I once coordinated a seminar for Clark Reehm. After he ate with everyone and conducted his seminar, he opened the floor to questions. An angler asked Clark, “If I’m fishing an area for an hour and don’t get a bite, when/how do you know it’s time to leave?” Clark replied, “Why did you stay so long?”
I bring this up because it fits when fishing new water. You’ve probably done hours of map study before you got to the lake. You have marked who knows how many possible bass holding locations. Today’s electronics allow you to eliminate water quickly, but once you find bass holding on a piece of structure, give them a shot. Either they are feeding or not. If they are feeding then enjoy catching them. If not, move to your next location. According to Clark, 10-15 minutes are enough to tell you if they are feeding. I’ve talked with other professionals of the sport that say 10-12 casts is enough to know if it’s a spot you want to keep working. The point here is, explore, don’t get hung up on the “perfect location”. It could produce bass, but if it doesn’t move on. You have a whole new world in front of you!
The most exciting part of fishing a new lake is, once I’ve found a pattern, exploring and duplicating that pattern. For me, the adrenalin rush to find as many bass as I can before the sun goes down is awesome! Hopping location to location, trying to find the smallest details that can ensure you’re going to catch a bass. There is nothing better. I love finding a pattern on a new body of water that is so strong I can call my shots. Knowing that when I run a spinnerbait past that brush pile under that dock, I’m going to get a bite! That’s pure satisfaction for me. I guess it would be like a big game hunter that did all his prep work, set up his blind or stand, got in the woods early, and right at first light his trophy walks out in front of him.
Once I’ve found that bass are using a specific type of cover or structure, I’ll start scanning the lake with electronics or visually, which ever the case, and find as many locations as I can. I’ll spot check a few just to make sure I’m not missing something. Mostly, I am setting up a game plan for the next day, hopefully there is a next day. If not, I’ll slow down some and enjoy catching as many bass as possible.

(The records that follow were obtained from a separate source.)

PR #1897, opened 2020-04-10
Make periodMs a config macro

yourslab:
Because we are now using periodMs throughout all system tests, it makes sense to make it a config macro in iot_config_common.h. 

Description
-----------

Checklist:
----------

- [ ] My code is Linted.

### DIFF
--- a/libraries/c_sdk/standard/mqtt/test/system/iot_tests_mqtt_system.c
+++ b/libraries/c_sdk/standard/mqtt/test/system/iot_tests_mqtt_system.c
@@ -233,7 +233,7 @@ static IotMqttError_t _mqttConnect( const IotMqttNetworkInfo_t * pNetworkInfo,
 
     int32_t retryCount = 0;
 
-    uint32_t periodMs = IOT_TEST_MQTT_CONNECT_INITIAL_RETRY_DELAY;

A new bass fishing lake can teach you and expand your abilities. The scenery can be breathtaking, and the wildlife can leave you in awe. We get very accustomed to the waters we normally fish, and we as anglers can sometimes dial out what is around us. On a new body of water, your senses are alive again, and your brain is soaking in everything around you. If you don’t regularly check out some new angling lakes or rivers occasionally, you’re limiting what bass fishing is all about!